# [SOLVED] Sound is gone



## i32rockman (Jul 3, 2012)

Hello everyone,

My pc recently stopped recognizing my speakers after a restart. I have made no changes, yet my computer now says that no audio devices are installed.

I have made sure that the speakers are properly hooked up and I have restarted several times. In device manager there is an audio device with a yellow exclamation mark listed under other devices. Looking at the properties of the device shows me this: "The drivers for this device are not installed. (Code 28) Data error (cyclic redundancy check)".

If anybody can offer some assistance I would greatly appreciate it.

Rockman


----------



## makinu1der2 (Jan 1, 2008)

*Re: Sound is gone*

Post the make/model of the PC.

Go to the manufacturer website and download/install the audio driver.


----------



## i32rockman (Jul 3, 2012)

*Re: Sound is gone*

I think my motherboard is Micro-Star International, model MS-7529. I bought the computer from a shop, so I don't think I have a "make/model". Sorry if I am just not understanding.

Rockman


----------



## makinu1der2 (Jan 1, 2008)

*Re: Sound is gone*

Try installing the Audio driver here


----------



## i32rockman (Jul 3, 2012)

*Re: Sound is gone*

I tried to install the Realtek driver twice using setup.exe after extracting and received this error each time:

Install Realtek HD Audio Driver Failure!!
Error Code: 0x00000017


----------



## makinu1der2 (Jan 1, 2008)

*Re: Sound is gone*

Is the version of Windows 32 or 64-bit? The link I posted earlier defaults to the 32-bit drivers.

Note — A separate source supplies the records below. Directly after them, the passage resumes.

PR #12089, opened 2022-03-04
*: add more metrics and logs for in-memory pessimistic locking

sticnarf:

Issue Number: Ref #11452

What's Changed:

```commit-message
It adds logs when proposing locks during transferring leader and moving locks to new split regions.

The metrics about the memory used by pessimistic locks and how many locks fail to be inserted due to
reaching the memory limit are displayed in the grafana.
```

### Related Changes

- Remeber to update https://github.com/pingcap/docs-cn/blob/master/grafana-tikv-dashboard.md

### Check List 

Tests 

- Manual test

The "Lock manager" row is renamed to "Pessimistic Locking":

image

Two more panels are added:

image

image

### Release note 

```release-note
None
```


components/raftstore/src/store/fsm/peer.rs
```diff
@@ -3033,6 +3039,7 @@ where
         // to the old region will stay in the original map.
         let region_locks = {
             let mut pessimistic_locks = self.fsm.peer.txn_ext.pessimistic_locks.write();
+            info!("moving {} locks to new regions", pessimistic_locks.len());
```
youjiali1995, line 3042: I think it's not sound without region id...

sticnarf: Sorry, I missed it...

youjiali1995 (approved):

PR #12090, opened 2022-03-04
apiv2 rawkv: logical deletion flag

haojinming:

Issue Number: Ref #11965 

What's Changed:
encode logical deletion flag in apiv2 RawValue, just one bit flag in value meta.

- Unit test

### DIFF
--- a/components/api_version/src/lib.rs
+++ b/components/api_version/src/lib.rs
@@ -24,15 +24,16 @@ pub trait APIVersion: Clone + Copy + 'static + Send + Sync {
     fn decode_raw_value(bytes: &[u8]) -> Result<RawValue<&[u8]>>;
     /// This is equivalent to `decode_raw_value()` but returns the owned user value.
     fn decode_raw_value_owned(mut bytes: Vec<u8>) -> Result<RawValue<Vec<u8>>> {
-        let (len, expire_ts) = {
+        let (len, expire_ts, is_delete) = {
             let raw_value = Self::decode_raw_value(&bytes)?;
-            (raw_value.user_value.len(), raw_value.expire_ts)
+            (raw_value.user_value.len(), raw_value.expire_ts, raw_value.is_delete)
         };
         // The user value are always the first part in encoded bytes.
         bytes.truncate(len);
         Ok(RawValue {
             user_value: bytes,
             expire_ts,
+            is_delete,
         })
     }
     /// Encode the raw value and it's metadata into bytes.
@@ -149,6 +150,8 @@ pub struct RawValue<T: AsRef<[u8]>> {
     pub user_value: T,
     /// The unix timestamp in seconds indicating the point of time that this key will be deleted.
     pub expire_ts: Option<u64>,
+    /// Logical deletion flag in apiv2, should be None in APIV1 and APIV1ttl
+    pub is_delete: Option<bool>,
 }
 
 #[cfg(test)]
@@ -331,8 +334,8 @@ mod tests {
             (vec![1], ApiVersion::V2),
             (vec![1, 2, 3, 4, 5, 6, 7, 1], ApiVersion::V2),
             // Undefined flag.
-            (vec![2], ApiVersion::V2),
-            (vec![1, 2, 3, 4, 5, 6, 7, 8, 2], ApiVersion::V2),
+            (vec![4], ApiVersion::V2),
+            (vec![1, 2, 3, 4, 5, 6, 7, 8, 4], ApiVersion::V2),
         ];
 
         for (bytes, api_version) in cases {
@@ -354,6 +357,10 @@ mod tests {
         encoded_bytes: &[u8],
         api_version: ApiVersion,
     ) {
+        let is_delete = match api_version {
+            ApiVersion::V2 => Some(false),
+            _ => None,
+        };
         match_template_api_version!(
             API,
             match api_version {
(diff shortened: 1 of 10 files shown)


components/api_version/src/lib.rs
```diff
@@ -149,6 +150,8 @@ pub struct RawValue<T: AsRef<[u8]>> {
     pub user_value: T,
     /// The unix timestamp in seconds indicating the point of time that this key will be deleted.
     pub expire_ts: Option<u64>,
+    /// Logical deletion flag in apiv2, should be None in APIV1 and APIV1ttl
+    pub is_delete: Option<bool>,
```
pingyu, line 154: I think "bool" is enough. "None" seems to be unnecessary. Always be "false" in V1 and V1TTL.

components/api_version/src/lib.rs
```diff
@@ -516,4 +525,41 @@ mod tests {
             }
         )
     }
+
+    #[test]
+    fn test_raw_value_encode_delete() {
```
pingyu, line 530: Suggest add unit tests to `test_no_ttl` and `test_ttl`, as test of TTL is quite similar to delete flag.
Or we can change names to `test_no_meta` and `test_meta`.

components/api_version/src/lib.rs
```diff
@@ -149,6 +150,8 @@ pub struct RawValue<T: AsRef<[u8]>> {
     pub user_value: T,
     /// The unix timestamp in seconds indicating the point of time that this key will be deleted.
     pub expire_ts: Option<u64>,
+    /// Logical deletion flag in apiv2, should be None in APIV1 and APIV1ttl
```
pingyu, line 153:
```suggestion
    /// Logical deletion flag in APIV2, should be None in APIV1 and APIV1TTL
```

pingyu (commented):
Three suggestions, PTAL~. Rest LGTM.

components/api_version/src/lib.rs
haojinming: fixed

components/api_version/src/lib.rs
haojinming: fixed

components/api_version/src/lib.rs
haojinming: fixed

components/api_version/src/lib.rs
```diff
@@ -149,6 +150,8 @@ pub struct RawValue<T: AsRef<[u8]>> {
     pub user_value: T,
     /// The unix timestamp in seconds indicating the point of time that this key will be deleted.
     pub expire_ts: Option<u64>,
+    /// Logical deletion flag in APIV2, should be None in APIV1 and APIV1TTL
```
pingyu, line 153:
```suggestion
    /// Logical deletion flag in APIV2, should be `false` in APIV1 and APIV1TTL
```

components/api_version/src/lib.rs
```diff
@@ -311,10 +317,37 @@ mod tests {
...
+                case.4
             );
         }
         for case in &cases {
-            assert_raw_value_encode_decode_identity(case.0, Some(case.1), case.3, ApiVersion::V2);
+            assert_raw_value_encode_decode_identity(case.0, Some(case.1), case.3, ApiVersion::V2, case.4);
+        }
+
+        // (user_value, expire_ts, ecoded_bytes_v2, api_version, is_delete)
+        let positive_cases = vec![
```
pingyu, line 328: En... api_version & is_delete fields are almost the same.

How about like this:
1. fn test_no_meta: test V1, V1TTL and V2 with cases without meta
2. fn test_ttl: test V1TTL and V2 with cases with ttl
3. fn test_meta: test V2 only, with cases has meta as combination of ttl & delete flag.

pingyu (commented):
PTAL. Rest LGTM.

components/api_version/src/lib.rs
haojinming: resolved

pingyu (approved):
Great! LGTM.

BusyJay (approved):

pingyu (approved):
LGTM.

components/api_version/src/lib.rs
```diff
@@ -311,10 +318,46 @@ mod tests {
...
+            );
+        }
+    }
+
+    #[test]
+    fn test_meta() {
+        // (user_value, expire_ts, ecoded_bytes_v2, is_delete)
+        let cases = vec![
+            // only deletion flag.
+            (&b""[..], None, &[2][..], true),
```
andylokandy, line 340: Consider giving some of them a non-empty value.

components/api_version/src/lib.rs
```diff
@@ -353,6 +396,7 @@ mod tests {
         expire_ts: Option<u64>,
         encoded_bytes: &[u8],
         api_version: ApiVersion,
+        is_delete: bool,
```
andylokandy, line 399: Consider moving it two lines above.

Post the hardware id for the problem device:


> Open the Device Manager
> Right Click on the Device in question
> Properties
> Details Tab
> ...


----------



## i32rockman (Jul 3, 2012)

*Re: Sound is gone*

I am running 64 bit (sorry I didn't mention that before). Here are the IDs.

HDAUDIO\FUNC_01&VEN_10EC&DEV_0888&SUBSYS_14627529&REV_1002
HDAUDIO\FUNC_01&VEN_10EC&DEV_0888&SUBSYS_14627529


----------



## makinu1der2 (Jan 1, 2008)

*Re: Sound is gone*

Uninstall any previous drivers.

Try installing the driver from Realtek *here*


----------



## i32rockman (Jul 3, 2012)

*Re: Sound is gone*

Will uninstalling "Audio Device on High Definition Audio Bus" remove the right drivers? I don't see anything else in Device Manager related to sound except what is under system devices. I went ahead and uninstalled said device, then tried to install the Realtek drivers you linked me to. The install went smoothly and I restarted my system but saw no change. I tried installing the 32/64 bit download and got the error code I received previously, error code 0x00000017.


----------



## i32rockman (Jul 3, 2012)

*Re: Sound is gone*

. . . Bump


----------



## JimE (Apr 16, 2009)

*Re: Sound is gone*

Have you tried the drivers from MSI? 

MSI Global ? Mainboard - G31M3-F V2 (3 Audio Ports)


----------



## i32rockman (Jul 3, 2012)

*Re: Sound is gone*



Dogg said:


> Have you tried the drivers from MSI?
> 
> MSI Global ? Mainboard - G31M3-F V2 (3 Audio Ports)


 I installed the 64 bit MSI audio driver and that has fixed my problem. I accidentally installed the 32 bit before and had forgotten to try the correct driver.

Thank you makinu1der2 and dogg for your help.


----------



## makinu1der2 (Jan 1, 2008)

Glad you got it sorted and Thanks for the update.


----------



## curtey (Jul 10, 2012)

hi im kind of having the same problem i have no sound since installing windows 7 every time i click on the sound icon it says no audio output device installed could you help me with his problem please many thanks....


----------



## makinu1der2 (Jan 1, 2008)

@curtey
Start a new thread with your problem and post the make/model of your PC or include the specs if custom built.


----------